I just added another kindle to the family, thanks to this great offer I found via SlickDeals:

http://www.amazon.com/dp/B0051QVESA/?tag=kbpst-20

(KindleBoards link added for those wishing to give KB affiliate credit. Coupon still works.)

Amazon has their Kindle 6" WiFi eReader w/ Special Offers for $79 - 40% off promotion code KINDLE40 = $47.40 with your Amazon Rewards Visa Card. Offer valid thru August 15th. Shipping is free.
Note, maximum discount applied will be $100. Promotion code also works on Kindle Accessories and 6" version w/o Special Offers.

Hope someone else enjoys! I plan to checkout the accessories next, I can always use a new cover. With school starting soon, I expect the kids will be borrowing my kindles more and more.

ETA: It does work on accessories! See my latest post, I was able to get 40% off a cover and reading light, woohoo!


----------



## The Hooded Claw (Oct 12, 2009)

That's a great offer!  I already have a K4, but this may move a lot of folks to get themselves one.


----------



## Maria Romana (Jun 7, 2010)

Ooooh, that's such an awesome deal, but we really don't need yet another Kindle in our house....somebody stop me, please!

 Maria


----------



## SamIam (Mar 3, 2011)

Really good deal


----------



## Cyanide5000 (Aug 30, 2010)

The good deals always come out when I dont need them, then when I'm looking for a deal or discount code none are available!


----------



## VondaZ (Apr 21, 2009)

Thanks for posting! I damaged the screen on my Kindle Keyboard last weekend and this is perfect to hold me over until the new Kindles (hopefully with a built in light) come out. (I do have a Fire, but I prefer to read on e-ink and I do a lot of reading outside in the sun). 

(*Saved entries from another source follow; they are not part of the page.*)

PR #2418, opened 2026-08-08
fix(daemon): clear both blocking findings from the #2414 review (RUSH-2423)

muqsitnawaz:
**Clears both BLOCKING findings from the non-author review of #2414**, which merged before that verdict landed. Ticket: RUSH-2423.

**Run result:** full `vitest` log from the run below — https://share.agents-cli.sh/muqsitnawaz/daemon-dead-import-rush2423-run-8fe358b4f9acd8a3

## B1 — the shutdown test didn't discriminate

The reviewer didn't take my docblock on trust: they removed the guard, rebuilt, and replayed the test's exact sequence. It **still passed 3/3**, across 2/5/10/20/50ms spacings. Cause: a real shutdown completes in **~26ms**, so signals 2 and 3 land on a dead process and the `ESRCH` is swallowed by the test's own `catch { /* already gone */ }`. Under this repo's rule — *a test that would pass with a broken implementation is ceremony* — it had to go, and it is deleted.

The re-entrant window is not reachable from outside the process, so the **mechanism** is what is testable. It is now separated out as an exported `singleShot()`:

| Test | Fails without the guard? |
|---|---|
| repeated calls run the body once | yes — `expected 3 to be 1` |
| callers in the **same tick** are excluded (the real shape: two signal handlers back to back) | yes — `expected 3 to be 1` |
| the first caller's failure isn't swallowed | no (guards a different regression) |

The same-tick case is the load-bearing one: the flag is set synchronously *before* the first `await`, which is what stops two callers both getting past it.

## B2 — two dead imports, not one

`commands/daemon.ts:46` (first commit here) **and** `commands/routines.ts:2210`, which destructured `getDaemonDir` from a dynamic `import()` on every `agents routines logs --follow` and never read it. Neither is catchable by `tsc` — `apps/cli/tsconfig.json` sets no `noUnusedLocals` — so both would have merged silently.

## Also

- Moves the RUSH-2355 JSDoc back next to the `describe` it documents (the review's non-blocking nit); the RUSH-2423 block had been inserted between them.
- Renames the changelog fragment, which carried `RUSH-2422` in its name while its content is entirely RUSH-2423.

## The run

```
 ✓ src/lib/daemon.test.ts > singleShot (RUSH-2423: shutdown runs at most once) > runs the body once no matter how many callers fire it 0ms
 ✓ src/lib/daemon.test.ts > singleShot (RUSH-2423: shutdown runs at most once) > excludes a caller that arrives in the SAME tick, before the first await 19ms
 ✓ src/lib/daemon.test.ts > singleShot (RUSH-2423: shutdown runs at most once) > does not swallow the first caller's failure 1ms
 Test Files  3 passed (3)
      Tests  105 passed (105)
```

With `singleShot`'s flag removed:

```
AssertionError: expected 3 to be 1 // Object.is equality
AssertionError: expected 3 to be 1 // Object.is equality
      Tests  2 failed | 1 passed
```

`npx tsc --noEmit` and `npm run build` clean. No behaviour change beyond the guard already on main — this makes it provable and removes dead code.


muqsitnawaz:
Folded the second review nit from #2414 into this PR (`dee3d7ce1`), since both came from the same review and #2414 merged before either landed.

- **Dead `getDaemonDir` import** (already here) — `tsc` never catches it (`noUnusedLocals` is off in `apps/cli/tsconfig.json`), and the repo's conventions list orphaned imports as blocking.
- **JSDoc adjacency** (new) — the RUSH-2423 describe block had been inserted between the RUSH-2355 JSDoc and the `describe` it documents, so the file read: [JSDoc about RUSH-2355] → [unrelated RUSH-2423 test] → [KNOWN GAP note] → [the RUSH-2355 `describe`]. Cosmetic, but a comment that no longer sits next to what it explains is how a comment starts being wrong.

`daemon.test.ts`: 76 passed. `tsc --noEmit` clean. Test-only + one import removal; no behaviour change.

muqsitnawaz:
## FINAL VERDICT — NON-BLOCKING (approve, clear to merge on green)

Non-author review. I reproduced every claim in the PR body rather than taking it on trust. No blocking findings.

### 1. `handleShutdown = singleShot(...)` is behaviour-identical to the `let shuttingDown` closure

`daemon.ts:145-152`:
```ts
export function singleShot(fn: () => Promise<void>): () => Promise<void> {
  let ran = false;
  return async () => {
    if (ran) return;
    ran = true;
    await fn();
  };
}
```
vs. the previous inline form (`git show origin/main~1:apps/cli/src/lib/daemon.ts`, same shape): `if (shuttingDown) return; shuttingDown = true;`. Both set the flag synchronously before the first `await`, so a same-tick second caller is excluded identically.

- **Closure closes correctly.** `daemon.ts:1125` `const handleShutdown = singleShot(async () => {` … `daemon.ts:1146` `});` — arrow body terminated with `})`, not `}`. `npx tsc --noEmit` exits 0.
- **`process.exit(0)` still reached by the first caller.** `daemon.ts:1145` `process.exit(0);` is the last statement of the wrapped body; the wrapper's only interposition is `await fn()` at `daemon.ts:150`.
- **All three entry points still route through the wrapped version.** `daemon.ts:1149` `process.on('SIGTERM', () => handleShutdown());`, `daemon.ts:1150` `process.on('SIGINT', () => handleShutdown());`, and the state-dir self-check at `daemon.ts:1065` `void handleShutdown();`. `grep -n "handleShutdown" src/lib/daemon.ts` returns no other call site (the remaining hits at 386/402/629/1010/1656/1807/1891/1920 are comments).
- **Nothing awaits a never-resolving promise.** Every call site discards the returned promise (`void`, or a discarded arrow return). The only unresolved await is the pre-existing park at `daemon.ts:1152` `await new Promise(() => {});`, untouched.
- **No TDZ regression.** `runStateDirSelfCheck` (`daemon.ts:1053`) references `handleShutdown` before its `const` at 1125, but the interval is registered at `daemon.ts:1072` and lines 1074-1116 contain no `await`, so the callback cannot fire before the binding initializes. Identical to the pre-change ordering.

### 2. The three `singleShot` tests genuinely discriminate — confirmed by experiment

Baseline, unmodified: `npx vitest run src/lib/daemon.test.ts -t "singleShot"` → `Tests  3 passed | 75 skipped (78)`.

I then removed the flag (`let ran` / `if (ran) return;` / `ran = true;`, leaving `return async () => { await fn(); };`) and re-ran:
```
FAIL  src/lib/daemon.test.ts > singleShot ... > runs the body once no matter how many callers fire it
AssertionError: expected 3 to be 1 // Object.is equality
 ❯ src/lib/daemon.test.ts:983:18

FAIL  src/lib/daemon.test.ts > singleShot ... > excludes a caller that arrives in the SAME tick, before the first await
AssertionError: expected 3 to be 1 // Object.is equality
 ❯ src/lib/daemon.test.ts:995:18

Tests  2 failed | 1 passed | 75 skipped (78)
```
Exactly the 2-of-3 the PR body claims, with the quoted `expected 3 to be 1`. The third (`daemon.test.ts:998-1001`, error propagation) passes without the guard — which the PR's own table states honestly ("no (guards a different regression)"), so the claim does not outrun the code. `src/lib/daemon.ts` restored from `HEAD`; `git status --short` is empty.

### 3. Deleting the e2e test loses no coverage — the shutdown path is still verified end-to-end

Two pre-existing real-path tests still exercise it, both starting a genuine detached daemon under its own `HOME`:

- `daemon.test.ts:1019` `describe('agents daemon stop — asserts its postcondition (RUSH-2355)')` → `'clean stop: releases the daemon, exits 0, and REPORTS an in-flight detached child rather than killing it'` drives a real `agents daemon stop` (SIGTERM → `handleShutdown`) and asserts `expect(result.ok).toBe(true);`, `expect(result.released).toContain('daemon process');`, `expect(await waitFor(() => !alive(daemonPid!), 10_000)).toBe(true);`.
- `daemon.test.ts:901` `'exits on its own once its state dir is deleted, well inside the check interval'` covers the *other* entry point — the self-check's `void handleShutdown()` at `daemon.ts:1065` — asserting `expect(await waitFor(() => !alive(pid!), 10_000)).toBe(true);`.

The only assertion lost is the deleted `expect(shutdownLines.length).toBe(1);`, which the PR demonstrated was non-discriminating. Deleting it is the right call under the repo rule "if the test would pass with a broken implementation, it's ceremony" (root `CLAUDE.md`, §Strict Testing).

Full file green: `npx vitest run src/lib/daemon.test.ts` → `Test Files  1 passed (1)` / `Tests  78 passed (78)`.

### 4. Immediate-resolve vs. await-the-in-flight — correct here, and not a regression

`singleShot`'s second caller resolves immediately; `BrowserIPCServer.stop` returns the shared promise (`browser/ipc.ts:314-315`: `if (!this.stopping) this.stopping = this.doStop(); return this.stopping;`, documented at `browser/ipc.ts:199` "In-flight stop, so a second SIGTERM awaits the same close, never skips it").

The divergence is defensible and unobservable here: (a) it matches what was already on `main` — the old `if (shuttingDown) return;` also resolved the second caller immediately, so this PR changes nothing; (b) no `handleShutdown` call site awaits the result (`void` at 1065, discarded arrow returns at 1149/1150); (c) the first caller ends in `process.exit(0)` (`daemon.ts:1145`), so there is no state a second caller could observe as unfinished. `ipc.ts`'s stronger semantics are load-bearing because `handleShutdown` genuinely awaits it at `daemon.ts:1129` `await browserIPC.stop();`. Different requirement, different guard — fine.

### 5. Both dead-import removals are clean

- `commands/daemon.ts`: `grep -n "getDaemonDir" src/commands/daemon.ts` → only `daemon.ts:130` and `daemon.ts:165`, both inside doc comments (`` * `getDaemonDir()` and is not a duplicate of THIS device's daemon ``). `grep -n "lib/state" src/commands/daemon.ts` now returns nothing, so the module import is gone entirely — safe, because `src/lib/state.ts` has no top-level side effects (its module body is `const`/`function` declarations only, e.g. `state.ts:36` `const HOME = ...`, `state.ts:56` `const USER_AGENTS_DIR = ...`).
- `commands/routines.ts`: `grep -n "getDaemonDir" src/commands/routines.ts` → no hits. The removed line was `const { getDaemonDir } = await import('../lib/state.js');`; the module is still statically imported at `routines.ts:75` `import { getRoutinesDir } from '../lib/state.js';`, so no side-effect import was lost even hypothetically. The sibling dynamic import it sat next to (`const { followFile } = await import('../lib/log-follow.js');`) is retained and used.

Neither is catchable by `tsc` — `apps/cli/tsconfig.json` sets no `noUnusedLocals`. Confirmed accurate.

### 6. Docs / changelog

- Fragment rename `RUSH-2422-daemon-decompose.md` → `RUSH-2423-daemon-cleanups.md` is correct per `.changelog/next/README.md` ("Drop **one new file** … named after your ticket"); the content is entirely RUSH-2423 and its lead claim ("Repeated SIGTERMs during daemon shutdown now run the shutdown once (RUSH-2423)") matches the code.
- `grep -rn "RUSH-2423\|singleShot" docs/` finds no doc asserting the deleted e2e test existed, so no doc drift.
- JSDoc move: `daemon.test.ts:1011-1018` now sits directly above `daemon.test.ts:1019 describe('agents daemon stop — …')`. Correct.
- No dead or commented-out code introduced; `singleShot` has exactly two references (`daemon.ts:145` definition, `daemon.ts:1125` use) plus the test import.

### Non-blocking nits (do not gate merge)

1. `daemon.ts:131-152` — `singleShot` is inserted between `export type SchedulerGateTransition` (`daemon.ts:118-129`) and its implementing `export function schedulerGateTransition` (`daemon.ts:154`), separating a doc-comment/type/function trio. This is the same "doc parted from what it documents" pattern this PR fixes in the test file; moving `singleShot` above line 118 or below 157 would keep the pair adjacent.
2. `daemon.ts:146-151` — if `fn()` rejects, `ran` stays `true`, so shutdown can never be retried. Correct for this caller (the body ends in `process.exit(0)`), but if `singleShot` ever picks up a second consumer that behaviour should be stated in the JSDoc.

### Verdict

**NON-BLOCKING.** Both B1 and B2 are genuinely cleared, the discrimination claim is reproduced with the exact quoted failures, the refactor is behaviour-identical, and the shutdown path retains real end-to-end coverage. `tsc --noEmit` clean, `daemon.test.ts` 78/78. Merge on green CI.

I can give this one to my son when I upgrade. I keep hoping there will be an announcement for new Kindles today, but that is probably wishful thinking on my part.


----------



## Win2012 (Jun 9, 2012)

Pretty good.


----------



## krm0789 (Dec 21, 2010)

Oh man. I killed my K3 by having it too close to magnets. This is so tempting but I don't want another CC... aaah.


----------



## hsuthard (Jan 6, 2010)

Thanks for fixing that link, Betsy! I should've thought of that myself


----------



## Atunah (Nov 20, 2008)

So if someone doesn't have the Amazon Visa yet, they could apply for it, get the $30 or whatever they offer for opening it now, and then get the Kindle with the coupon.  

I already have my Visa and that is how I did it when I got my K1 back in 2008. I got the Amazon Visa and I believe I got $30 dollars cash back. 

Of course only do that if you actually want to get the card. I love mine, use it for everything to get points for Amazon. I been saving the points for a while so I can be ready whenever I need a new Kindle.


----------



## hsuthard (Jan 6, 2010)

So I just checked to see if the code worked on accessories and it did! I got the latest Vera Bradley cover and reading light and used the Kindle40 code for both. Strangely, I got a note saying the code didn't work on items in my cart, but it took 40% off the total, so whatevers .


----------



## Meemo (Oct 27, 2008)

I just picked up one for my sister-in-law.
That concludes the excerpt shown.